• _Description of the task_:
Go through the entries below, tally each line that has the word "datasource", and give only the total.

☆ ☆ ☆ ☆ ☆

PR #2242, opened 2024-11-01
[Bug fix] Metrics datasource

TackAdam:
### Description
While datasource is enabled, set initial condition to null and wait to render page until the selection/default is registered.

Currently if a localhost is not defined the call will trigger the search on a non valid datasource.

☆ ☆ ☆ ☆ ☆

• _Result below_:
3